Now almost a full year since the initial trouble(s) began, the engine is back in the car and it runs.
Sort of.
My LS motor won the lottery -- it's rich! |
That's after maybe 5-10 minutes between three startups idling in the garage.
I'm guessing that since the first engine didn't have the ring gaps set properly on any piston, the tune Peter put on the car was compensating for something. Now the engine runs more efficiently, and now it has to be re-tuned. So in a couple weeks, I'll load it up for the trek down to Virginia Beach next week so Peter can tune it again.
The car actually fired up the beginning of December, but I had issues with the clutch engaging. I worked on it for about a week bleeding and bleeding and bleeding, but the pedal was still soft. Even the 6-speed Crosstrek had a stiffer pedal. Finally with Christmas out of the way, I decided to splurge for an adjustable Tick master cylinder from Walter Racecraft. Matt Walter is a thirdgen guy who lives in Maryland and sells parts to fund his Camaro drag car, not to put food on the table.
If you're scoring at home, my car originally had a mechanical "Z-bar" clutch linkage, and I decided to convert to hydraulic. The company I bought the hydraulic conversion kit from (that the slave cylinder twice, so no free advertising for you) sent it with what looks like a stock 1998-2002 F-Body clutch master cylinder.

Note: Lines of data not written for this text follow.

PR #559, opened 2017-07-31
Emit just `?` for templatized unhandled types.

mprobst:
tsickle needs to emit `?` for types in several situations. If such a
type is templatized, e.g. `T<U>`, tsickle would previously translate `T`
to `?`, and then emit `?<U>`, which is illegal syntax in Closure
Compiler.

This change avoids the problem by just returning `?` directly in such
situations.

This also adds a test for blacklisted parameterized types which I
originally suspected to be the trigger. It turns out the problem was
caused by type/value conflicts, but the test coverage still seems
useful, so I'm leaving these in.

### DIFF
--- a/test_files/jsdoc_types/jsdoc_types.ts
+++ b/test_files/jsdoc_types/jsdoc_types.ts
@@ -6,7 +6,7 @@
 import * as module1 from './module1';
 import {ClassOne, value, ClassOne as RenamedClassOne, ClassTwo as RenamedClassTwo, Interface, ClassWithParams} from './module2';
 import DefaultClass from './default';
-import {NeverTyped} from './nevertyped';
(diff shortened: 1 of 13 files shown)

This is what should have come with the original kit from the other place that I won't name. (As I mentioned before with the writeup on the Aisin AR5 install, it now has the slave cylinder FABbot has in their LS conversion kit.)
Installation was pretty easy even though the master cylinder is jammed under the brake booster. Only a little blood was donated. I decided to make it fit better (or something like that) with a plate from the cabin side.
It ain't pretty but nobody's going to be looking under there anyway. |
Some people online recommend doing this but welding the plate to strengthen the firewall. I don't have a welder, so this is how it's going to be for now
The rod end didn't exactly fit on the nub of the clutch pedal, so with my new air compressor (Christmas present from the brother-in-law) fired up, I grounded that bitch down.
Custom work! |
Searching online, I couldn't find a rod end that would work. I even found a website that had the correct specs for the rod end, but searching on McMaster Carr, Grainger, etc., produced no results. Since this rod end doesn't really do much but hold the rod in place, I figured grinding away wouldn't be an issue.
But if anybody can find someplace online that has the correct rod end, I'm all ears.
So I guess it's ready for dynoing. If you're reading this now and in the future can't find this post, it means something bad happened on the dyno and I deleted everything.